Paul Martini |
Many tech giants have recently made a big push in wearable items – from watches with integrated cellphones, to smart glasses that can record what we see in day-to-day life. Yet, many of these seemingly harmless items are raising security concerns.
Paul Martini, co-founder and CEO of iboss, says that it’s through a device’s ability to interact with the outside world that those security concerns come into place. “For example, if Google Glass did not have the ability to record video, there would be no worry that sensitive data within an organization could be recorded and lost,” he says. “If a smart watch did not have a microphone, there would be no worry that confidential information could be audio-recorded and transferred outside the network. So, by looking at these devices’ abilities to interact with the analog world around them, we can begin to assess the challenges of applying appropriate security measures to protect valuable assets and information.”
In addition to a device’s ability to obtain data, we need to look at storing and transferring data, Martini says. “This is the difference between the original calculator and Samsung’s Galaxy Gear smart watch. Whereas the calculator watch had the ability to sum and multiply numbers, it didn’t have the ability to transfer and in most cases store the information. In contrast, the Galaxy Gear watch sends and receives text messages, makes phone calls and stores voice recordings. Fundamentally, these watches have the ability to both store and transfer data. This is the second critical piece that makes today’s wearable technology like this a security concern for business. Although the data being stored may be harmless, it does not discriminate about the type of data being stored or transferred. The data could be sensitive, violating one of many privacy laws such as HIPAA, or be the company’s Intellectual Property. The ability to store and transfer data is where the problem resides.”
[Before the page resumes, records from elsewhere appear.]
PR #693, opened 2023-07-06
Fixed period computation in test

gwalck:
As discussed and confirmed in https://github.com/ros-controls/ros2_controllers/pull/686 there seem to be a wrong computation of the period (dt)  passed to `traj_controller->update` in the `UpdateController` test helper function.

Fixing it does not make tests fail, but is, first necessary to avoid keeping wrong computations, and second for future up-coming improvement that relies on dt to update the state interface as well.

### DIFF
--- a/joint_trajectory_controller/test/test_trajectory_controller_utils.hpp
+++ b/joint_trajectory_controller/test/test_trajectory_controller_utils.hpp
@@ -373,9 +373,13 @@ public:
     auto clock = rclcpp::Clock(RCL_STEADY_TIME);
     const auto start_time = clock.now();
     const auto end_time = start_time + wait_time;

What are possible solutions?
The solution is a combination of creating organizational rules and updating network security infrastructure so that it can detect, and in some cases control, the movement of data to and from these devices. Creating organizational rules regarding acceptable technology, wearable or not, is step one. Then, it’s important to understand how a device works with regard to its ability to store and transfer data. Take the Galaxy Gear watch. Its connectivity is typically via Bluetooth and it must connect to a cellphone to transfer information. Without a cellphone, the watch has no ability to transfer data over the network. It can, however, store pictures and audio recordings within its onboard memory without a phone present. In this case an organization needs to ask whether or not smartphones are allowed on the network. If they are, then the additional risks the watch may bring to the organization are trivial. Most of the functions the watch can perform, for example taking pictures and recording audio, can also be done on the phone. However, if smartphones are not allowed within the workplace due to the risks a camera, audio and storage bring with them, then a smart watch should not be allowed either.
What about Mobile Device Management?
There is a condition where allowing a smartphone might be acceptable, but something like a smart watch would not. If the organization uses Mobile Device Management (MDM) to manage what is enabled or disabled on the mobile phone, then a phone might be acceptable. For example, using a MDM solution, the camera on a phone could be locked so that no pictures could be taken while at the office. This would not prevent a watch from taking and storing pictures, however. An organization has to look at the whole picture when thinking about the risks and acceptable use policy regarding wearable technology. Wearable technology should only be considered acceptable in the organization if it brings value to the company or makes an employee’s life easier so he/she can perform better.
After acceptable use polices, what is next?
An organization should consider upgrading its network security infrastructure. This will help to detect, and in cases prevent, data loss through the use of wearable technology. Advanced security solutions analyze data flows and can identify the type of device sending and receiving data. In the case of wearable technology, the solution could detect data communication out of the network that originated from the device and then alert an administrator of the transfer. Even if the security solution is not able to block the communication generated from the wearable device, detecting it may be enough to alert an administrator that an unacceptable device is being used on the network. When considering wearable technology, remember to take a step back and determine what capabilities the technology has. If the risks outweigh the rewards, consider preventing their use within the organization.